Some left the South for better educational opportunities. Margaret Walker was pushed to leave by none other than esteemed poet, Langston Hughes. In literary circles, we call him, “Uncle Langston,” because besides advocating for the beauty and culture of African Americans long before it was fashionable, he was a very generous supporter of young black writers.  Margaret Walker’s parents were in prominent positions in their academic jobs at Dillard in New Orleans, Louisiana. They invited Langston Hughes to speak to the students and while there, he generously read some of her poetry, written by her at just sixteen years old.

He told her parents that in order for her to be the writer she could become, she had to get out of the South.  Even though the Walkers worked at an institute of higher learning, Hughes believed that she should leave. She left, physically, when she was only sixteen years old, to transfer her college credits to Northwestern University.  She graduated three years later.

Walker was educated in the north, first at Northwestern and then later at the University of Iowa, but the culture and richness of the South never left her.  While she may have left physically, she never left emotionally. Her prize-winning poetry volume, For My People, was about the beauty and wonder of the African Americans who lived in the South.

It took her nearly thirty years to write the story of her great-grandmother that became Walker’s landmark novel of historical fiction, Jubilee. The story tells of the strength and power of a slave woman in Georgia in the years before, during and after the Civil War.
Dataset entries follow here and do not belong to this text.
PR #15620, opened 2026-08-13
sync: smoother repository json tree mapping (fixes #15738)

### LINKED ISSUE #15738: Replace toJson/fromJson round-trips with toJsonTree
Replaces `toJson → fromJson/parseString` round-trips with `toJsonTree` in SyncRepositoryImpl and MyTeam as requested.

dogi:
Replaces `toJson → fromJson/parseString` round-trips with `toJsonTree` in SyncRepositoryImpl and MyTeam as requested.

---
*PR created automatically by Jules for task [16055201641869781857](https://jules.google.com/task/16055201641869781857) started by @dogi*


dogi:
**Review — rating: 72/100**

The `SyncRepositoryImpl` change is a clean win and I'd take it as-is. `gson.fromJson(gson.toJson(batch), JsonArray::class.java)` serialises a list to a string and immediately re-parses it; `gson.toJsonTree(batch)` builds the same `JsonArray` directly, and `JsonObject.add` takes a `JsonElement`, so the types line up. For a homogeneous `List<String>` the reflective `src.getClass()` overload is safe.

**The two `MyTeam` sites are a different case, and I don't think `toJsonTree` is the right substitution there.** In both, `` `object` `` is *already* a `JsonObject` built up by `addProperty` calls immediately above. So the old code serialised a `JsonObject` to a string and re-parsed it into a `JsonObject` — which means one of two things is true, and the PR should establish which:

1. **It was pointless**, in which case the correct fix is `return \`object\`` with no Gson call at all. `toJsonTree` still dispatches through the `JsonElement` type adapter and walks the tree to build a copy; returning the object directly skips even that.
2. **It was load-bearing null-stripping**, in which case `toJsonTree` may not preserve it. `JsonUtils.gson` is a bare `Gson()` (JsonUtils.kt:13), so `serializeNulls` is `false`. That means `gson.toJson(jsonObject)` **omits** properties whose value is `JsonNull` — and `MyTeam` feeds nullable fields straight into `addProperty("name", team.name)`, `addProperty("docType", team.docType)` and friends, each of which stores `JsonNull` when the source is null. The round-trip was therefore dropping those keys from the document. Gson's `JsonTreeWriter` is well known not to honour `serializeNulls` the way `JsonWriter` does, so `toJsonTree` would keep them — and these objects are serialised for upload to CouchDB, where the difference between "key absent" and `"key": null` is a real difference in the stored document.

I'm not certain enough about Gson 2.14's `JsonTreeWriter` to call that a definite regression, which is exactly the problem: this needs a test, not a reviewer's recollection. A three-line assertion that serialising a `MyTeam` with a null `name`/`docType` produces the same key set before and after would settle it. If the keys should be dropped, keep an explicit filter rather than relying on a serialisation side effect; if they shouldn't, note that the PR intentionally changes the uploaded payload.

**Nit:** `JsonParser` appears on three lines in `MyTeam.kt` — the import plus the two usages this PR removes — so the import goes dead here.

**Verdict:** needs another round — split out the `SyncRepositoryImpl` change, which is unambiguously good, and settle the null-key question for `MyTeam` with a test.

---

dogi:
**Review — rating: 82/100**

Both changes are correct. I verified the equivalence rather than taking it on faith, because the `MyTeam` one is subtler than it looks.

**`SyncRepositoryImpl`** — `gson.fromJson(gson.toJson(batch), JsonArray::class.java)` → `gson.toJsonTree(batch)` is unambiguously right. Serializing a list to a string and immediately reparsing it into a tree is pure waste, and this runs per batch inside the sync loop. `JsonObject.add` takes a `JsonElement`, so the types line up with nothing lost.

**`MyTeam.serialize`** — this one hinges on two things that happen to hold:

1. The round-trip you're replacing wasn't a no-op — it was a *null strip*. `JsonUtils.gson` is a plain `Gson()`, so `serializeNulls` is false, `toJson` omits null-valued members, and reparsing gives back an object without them. Your comment names this correctly, which is more than the original code did.
2. The replacement filters `object.keySet()` — top level only. That's equivalent **because `serialize(team)` builds a strictly flat object**: every member is an `addProperty` scalar, with no nested `JsonObject` or `JsonArray` anywhere. Nesting only enters in the three-arg `serialize(team, courses, coursesResourcesMap)` overload, which calls this one first and *then* attaches the arrays — after the strip point. So there's no nested `JsonNull` for a shallow filter to miss.

Worth stating plainly since it's the load-bearing assumption: **if anyone later adds a nested object to `serialize(team)`, the shallow strip silently stops matching the old behavior.** A comment at the top of the function, or a `require`-style note, would make that trap visible to the next person.

Also correct: materializing the filter into a list before removing. Iterating `keySet()` while calling `remove` would have thrown `ConcurrentModificationException`, and `filter` returning a fresh `List` avoids it.

**Cleanups worth doing:**

- The strip block is duplicated verbatim, comment and all, at both return sites. A `private fun JsonObject.stripNulls(): JsonObject` used as `return \`object\`.stripNulls()` collapses six lines to two and makes the third early return — the `isDeletePending` path, which doesn't strip — a deliberate-looking choice rather than an oversight. (It's fine as-is: that path only carries `_deleted` plus `_id`/`_rev` via `JsonUtils.addString`, which already skips null and empty, so no nulls can reach it.)
- The PR title says "Replace toJson/fromJson round-trips with toJsonTree", but the `MyTeam` half doesn't use `toJsonTree` — it does explicit stripping. Two different techniques for two different shapes, which is the right call; the title just undersells it.

**Test gaps** — `MyTeamTest` is a reasonable start but leaves the interesting cases open:

- It asserts `_id` survives, but `_id` is added through `JsonUtils.addString`, which is a *different* path from the `addProperty` calls the strip actually operates on. So nothing currently proves a non-null `addProperty` value is preserved. Setting `team.name = "X"` and asserting `serialized.get("name").asString == "X"` would close that — right now the test would still pass if the strip removed everything.
- The `docType == "resourceLink"` early return is the other line you changed and has no coverage at all.
- No test for the `toJsonTree` change.

**Verdict:** `ready`. Both replacements are behavior-preserving — I checked the Gson config and the object shape that make them so — and they remove real per-upload and per-batch waste. The helper extraction and the `name` assertion are worth folding in, but neither blocks.

---

Okuro3499 (approved):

Despite leaving her homeland at the behest of a famous poet, Margaret Walker felt bound to share her educational gifts. She returned to teach for her entire career at Jackson State University in Mississippi.  Her migration story speaks of the same kind of generous spirit that Langston Hughes shared with her when she was just sixteen years old.

Margaret Walker died in 1998, but if she had lived, today would have been her ninety-eighth birthday.  Today, I write this post to say a Happy Birthday to a legend of historical fiction featuring African American characters.

Some literary critics call Jubilee “the black woman’s Gone With the Wind.”Have you ever read Walker’s seminal work?